(1) Field of the Invention
The present invention relates to a method used to fabricate a storage node electrode, for a crown shaped, DRAM capacitor structure.
(2) Description of the Prior Art
The major objectives of the semiconductor industry are to continually improve the performance of semiconductor devices, while still maintaining, or decreasing the cost of fabricating these same semiconductor devices. These objectives have been successfully addressed by the ability of the semiconductor industry to produce semiconductor chips with sub-micron features, or micro-miniaturization. Smaller features allow a reduction in performance degrading capacitances and resistances to be realized. In addition smaller features result in a smaller chip, however still possessing the same level of integration obtained for semiconductor chips fabricated with larger features. This allows a greater number of the denser, smaller chips to be obtained from a specific size starting substrate, thus resulting in a lower manufacturing cost for an individual chip.
The use of smaller features, when used for the fabrication of dynamic random access memory, (DRAM), devices, in which the capacitor of the DRAM device is a stacked capacitor, (STC), structure, presents difficulties when attempting to increase STC capacitance. A DRAM cell is usually comprised of the STC structure, overlying a transfer gate transistor, and connected to the source of a source/drain of the transfer gate transistor. However the decreasing size of the transfer gate transistor, limits the dimensions of the STC structure. To increase the capacitance of the STC structure, comprised of two electrodes, separated by a dielectric layer, either the thickness of the dielectric layer has to be decreased, or the area of the capacitor has to be increased. The reduction in dielectric thickness is limited by increasing reliability and yield risks, encountered with ultra thin dielectric layers. In addition the area of the STC structure is limited by the area of the underlying transfer gate transistor dimensions. The advancement of the DRAM technology to densities of a billion cells per chip, or greater, has resulted in a specific cell in which a smaller transfer gate transistor is being used, resulting in less of an overlying area for placement of overlying STC structures.
Two methods that have been used to increase STC capacitance, while still decreasing the lateral dimension of the capacitor, have been the use of rough, or hemispherical grain (HSG), silicon layers, and the use of crown shaped STC structures. First, referring to the crown shaped STC structures, the creation of a polysilicon, or amorphous silicon, storage node electrode structure, comprised of both vertical and horizontal silicon features, results in a greater electrode surface area then would have been achieved with counterparts fabricated without vertical features. Secondly the use of an HSG silicon layer, comprised of convex and concave features, and used for the top layer of the storage node electrode structure, again results in a greater degree of surface area then counterparts fabricated with smooth silicon layers. Therefore the combination of a crown shaped STC structure, comprised with a top layer of HSG silicon, residing on the crown shaped storage node structure, is an attractive option for high density DRAM devices.

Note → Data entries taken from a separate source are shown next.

PR #125, opened 2015-04-29
Spark 1.2

pferrel:
Created a Scala based BiMap and BiDictionary and removed usage of Guava HashBiMap (actually no Guava is used now), I hope this gets past the Javaserializer bug in https://issues.apache.org/jira/browse/SPARK-6069

Also found an error that did an unneeded collect, which will drastically reduce memory requirements in reading in data for cooccurrence.

Passing around ```Option[BiDictionary] = None``` instead of an empty dictionary, which seems a better idiom when using an immutable BiDictionary.

Questions:
* Passes local build tests but haven't tried on a cluster to verify it works in spite of SPARK-6069
* Need to try it on epinions data before pushing
* Where should this go, it's in 0.11.0-SNAPSHOT now
* Still need to try putting Scala libs in mahout shell module only. This is to check to see if they are needed in non-shell Scala modules

I'm having trouble getting HDFS+Spark running, even standalone, so if anyone wants to try this I can provide instructions.


dlyubimov:
On Wed, Apr 29, 2015 at 11:53 AM, Pat Ferrel <notifications@github.com>
wrote:

> Created a Scala based BiMap and BiDictionary and removed usage of Guava
> HashBiMap (actually no Guava is used now),
>

hurray to that!

math-scala/src/main/scala/org/apache/mahout/math/indexeddataset/BiMap.scala
```diff
@@ -0,0 +1,129 @@
...
+/** BiDictionary is a specialized BiMap that has non-negative Ints as values for use as DRM keys.
+  * The companion object provides modification methods specific to maintaining contiguous Int values
+  * and unique String keys */
+object BiDictionary {
+
+  /**
+   * Append new keys to an existing BiDictionary and return the result. The values will start
+   * at m.size and increase to create a continuous non-zero value set from 0 to size - 1
+   * @param keys new keys to append
+   * @return a BiDictionary with added mappings
```
tedyu: Add @param for biDi

math-scala/src/main/scala/org/apache/mahout/math/indexeddataset/BiMap.scala
```diff
@@ -0,0 +1,129 @@
...
+}
+
+/** BiDictionary is a specialized BiMap that has non-negative Ints as values for use as DRM keys.
+  * The companion object provides modification methods specific to maintaining contiguous Int values
+  * and unique String keys */
+object BiDictionary {
+
+  /**
+   * Append new keys to an existing BiDictionary and return the result. The values will start
+   * at m.size and increase to create a continuous non-zero value set from 0 to size - 1
```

This invention will describe a novel process for the fabrication of a crown shaped STC structure, featuring an HSG silicon layer, thus offering the attractive combination in regards to increased capacitor surface area. This invention will describe the use of a crown shaped storage node structure, covered by a HSG silicon layer, where crown shaped storage node structure is formed from a composite amorphous silicon layer, comprised of three amorphous silicon layer, all deposited in situ, in a low pressure chemical vapor deposition, (LPCVD), tool, with a heavily doped layer located between two lightly doped amorphous silicon layers. The use of the lightly doped amorphous silicon surfaces allow selective HSG seeding and growth formation, on the exposed, lightly doped surfaces of the crown shaped, storage node structure. In addition the use of the heavily doped amorphous silicon layer supplies the dopants needed to minimize a capacitance depletion phenomena. This invention will also describe a vapor pre-clean procedure, preparing the exposed lightly doped amorphous silicon surfaces, for the in situ deposition of HSG seeds. Prior art such as Thakur et al, in U.S. Pat. No. 5,656,531, or Zahurak et al, in U.S. Pat. No. 5,639,685, describe a processes for fabricating HSG layers, however these prior art do not describe the process offered in this present invention, that is the use of a three layer, amorphous silicon, crown shaped, storage node structure. In addition these references do not describe a hydrofluoric vapor pre-clean procedure, followed by an in situ deposition of HSG seeds, for selective HSG growth in a conventional LPCVD system.